- **Instructions to follow**: Please set down word for word every line from the one holding "### Issues Resolved" to the end of the data below, both included.
Supplied data: Begin
PR #8271, opened 2024-09-20
[discover] cached data structures TTL

kavilla:
### Description

PR builds off of this PR: https://github.com/opensearch-project/OpenSearch-Dashboards/pull/8226/files

If the dataset type config passes a meta object with `updateAt`
within the data structure we know that the config opts into the TTL.

If TTL over configuring UI setting then refetch in the case of S3
to get a new session ID in the cache.

Signed-off-by: Kawika Avilla <kavilla414@gmail.com>

### Issues Partially Resolved

n/a

### Check List

- [ ] All tests pass
  - [ ] `yarn test:jest`
  - [ ] `yarn test:jest_integration`
- [ ] New functionality includes testing.
- [ ] New functionality has been documented.
- [ ] Update [CHANGELOG.md](./../CHANGELOG.md)
- [ ] Commits are signed per the DCO using --signoff

PR #8304, opened 2024-09-23
  [WIP][discover][s3] fetch options with fields and caches it

kavilla:
### Description

NOTE: Contains commit from https://github.com/opensearch-project/OpenSearch-Dashboards/pull/8271. For this PR just look at: https://github.com/opensearch-project/OpenSearch-Dashboards/pull/8304/commits/a9fa1dfad809cd7522ebd150137dda983bd1d1f6

NOTE: Currently does not work. Could it be the wrong query being sent?

Follow-up item should be what happens in the case where fetch fields fails? Or takes too long? Should we put a spinner on the configurator to not display until fetch fields has return a result (regardless of success or fail). Should we disable the `Select data` if fields have not returned a result?

With sample it did send
    `DESCRIBE default.http_logs_partitioned`
    
But failed with: Total size of serialized results of 6 task is bigger than maxResult size.

Otherwise it should be calling the same helper functions that cache the data structure.

### Issues Resolved

n/a

### Check List

- [ ] All tests pass
  - [ ] `yarn test:jest`

### DIFF
--- a/src/plugins/query_enhancements/public/datasets/s3_type.ts
+++ b/src/plugins/query_enhancements/public/datasets/s3_type.ts
@@ -146,6 +146,7 @@ const setMeta = (dataStructure: DataStructure, response: any) => {
     ...dataStructure.meta,
     queryId: response.queryId,
     sessionId: response.sessionId,
+    updatedAt: Date.now(),
   } as DataStructureCustomMeta;
 };
 
--- a/src/plugins/query_enhancements/public/datasets/s3_type.ts
+++ b/src/plugins/query_enhancements/public/datasets/s3_type.ts
@@ -82,6 +82,14 @@ export const s3TypeConfig: DatasetTypeConfig = {
           children: tables,
         };
       }
+      case 'TABLE': {
+        const fields = await fetchFields(http, path);
+        return {
+          ...dataStructure,
+          hasNext: false,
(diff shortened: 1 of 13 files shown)


src/plugins/query_enhancements/public/datasets/s3_type.ts
```diff
@@ -246,3 +294,30 @@ const fetchTables = async (http: HttpSetup, path: DataStructure[]): Promise<Data
...
+  const connection = path.find((ds) => ds.type === 'CONNECTION');
+  const database = path.find((ds) => ds.type === 'DATABASE');
+  const sessionId = (connection?.meta as DataStructureCustomMeta).sessionId;
+  const table = path[path.length - 1];
+  const response = await http.fetch({
+    method: 'POST',
+    path: trimEnd(`${API.DATA_SOURCE.ASYNC_JOBS}`),
+    body: JSON.stringify({
+      lang: 'sql',
+      query: `DESCRIBE ${database?.title}.${table.title}`,
```
ps48, line 310: Should be `DESCRIBE ${datasource?.name}.${database?.title}.${table.title}`

kavilla:
closing in favor of: https://github.com/opensearch-project/OpenSearch-Dashboards/pull/8337/files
Supplied data: End
- **Written solution**:
### Issues Resolved

n/a

### Check List

- [ ] All tests pass
  - [ ] `yarn test:jest`

### DIFF
--- a/src/plugins/query_enhancements/public/datasets/s3_type.ts
+++ b/src/plugins/query_enhancements/public/datasets/s3_type.ts
@@ -146,6 +146,7 @@ const setMeta = (dataStructure: DataStructure, response: any) => {
     ...dataStructure.meta,
     queryId: response.queryId,
     sessionId: response.sessionId,
+    updatedAt: Date.now(),
   } as DataStructureCustomMeta;
 };
 
--- a/src/plugins/query_enhancements/public/datasets/s3_type.ts
+++ b/src/plugins/query_enhancements/public/datasets/s3_type.ts
@@ -82,6 +82,14 @@ export const s3TypeConfig: DatasetTypeConfig = {
           children: tables,
         };
       }
+      case 'TABLE': {
+        const fields = await fetchFields(http, path);
+        return {
+          ...dataStructure,
+          hasNext: false,
(diff shortened: 1 of 13 files shown)


src/plugins/query_enhancements/public/datasets/s3_type.ts
```diff
@@ -246,3 +294,30 @@ const fetchTables = async (http: HttpSetup, path: DataStructure[]): Promise<Data
...
+  const connection = path.find((ds) => ds.type === 'CONNECTION');
+  const database = path.find((ds) => ds.type === 'DATABASE');
+  const sessionId = (connection?.meta as DataStructureCustomMeta).sessionId;
+  const table = path[path.length - 1];
+  const response = await http.fetch({
+    method: 'POST',
+    path: trimEnd(`${API.DATA_SOURCE.ASYNC_JOBS}`),
+    body: JSON.stringify({
+      lang: 'sql',
+      query: `DESCRIBE ${database?.title}.${table.title}`,
```
ps48, line 310: Should be `DESCRIBE ${datasource?.name}.${database?.title}.${table.title}`

kavilla:
closing in favor of: https://github.com/opensearch-project/OpenSearch-Dashboards/pull/8337/files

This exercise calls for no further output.